◆ Task statement: Lines from the one containing "--- a/packages/entity-list/src/modules/list/sagas.spec.js" through the end of the entries below: set them down exactly, both ends included, with nothing added.
Start of Provided data
PR #1381, opened 2021-03-16
feat: add different form for root level in dms

stewue:
Refs: TOCDEV-3175
Changelog: add different form for root level in dms

### DIFF
--- a/packages/entity-list/src/modules/list/sagas.spec.js
+++ b/packages/entity-list/src/modules/list/sagas.spec.js
@@ -71,8 +71,8 @@ describe('entity-list', () => {
             expect(gen.next({entityName, formName}).value).to.eql(select(sagas.listSelector))
             const nextValue = gen.next({formDefinition, entityModel, initialized}).value
             expect(nextValue).to.eql(all([
-              call(sagas.loadEntityModel, entityName, entityModel),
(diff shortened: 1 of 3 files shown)


packages/entity-list/src/modules/list/sagas.spec.js
```diff
@@ -114,6 +114,20 @@ describe('entity-list', () => {
...
+          test('should set parent, reload entity model, form definition and data', () => {
+            return expectSaga(sagas.setParent)
+              .provide([
+                [select(sagas.entityListSelector), {formName: 'UserTest', entityName: 'Docs_list_item'}],
+                [select(sagas.listSelector), generateState({}, 1)],
+                [matchers.call.fn(sagas.loadEntityModel), {}],
+                [matchers.call.fn(sagas.loadFormDefinition), {}],
+                [matchers.call.fn(sagas.reloadData), {}]
+              ])
+              .run()
```
rzueger, line 127: actually this test doesn't verify anything :)

the providers in `provide` are only mocks, this test would also pass if the `setParent` function was completely empty, right?

actual assertions should be added after the `provide()` before `run()` is called

rzueger (approved):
End of Provided data
◆ Reply to the task:
--- a/packages/entity-list/src/modules/list/sagas.spec.js
+++ b/packages/entity-list/src/modules/list/sagas.spec.js
@@ -71,8 +71,8 @@ describe('entity-list', () => {
             expect(gen.next({entityName, formName}).value).to.eql(select(sagas.listSelector))
             const nextValue = gen.next({formDefinition, entityModel, initialized}).value
             expect(nextValue).to.eql(all([
-              call(sagas.loadEntityModel, entityName, entityModel),
(diff shortened: 1 of 3 files shown)


packages/entity-list/src/modules/list/sagas.spec.js
```diff
@@ -114,6 +114,20 @@ describe('entity-list', () => {
...
+          test('should set parent, reload entity model, form definition and data', () => {
+            return expectSaga(sagas.setParent)
+              .provide([
+                [select(sagas.entityListSelector), {formName: 'UserTest', entityName: 'Docs_list_item'}],
+                [select(sagas.listSelector), generateState({}, 1)],
+                [matchers.call.fn(sagas.loadEntityModel), {}],
+                [matchers.call.fn(sagas.loadFormDefinition), {}],
+                [matchers.call.fn(sagas.reloadData), {}]
+              ])
+              .run()
```
rzueger, line 127: actually this test doesn't verify anything :)

the providers in `provide` are only mocks, this test would also pass if the `setParent` function was completely empty, right?

actual assertions should be added after the `provide()` before `run()` is called

rzueger (approved):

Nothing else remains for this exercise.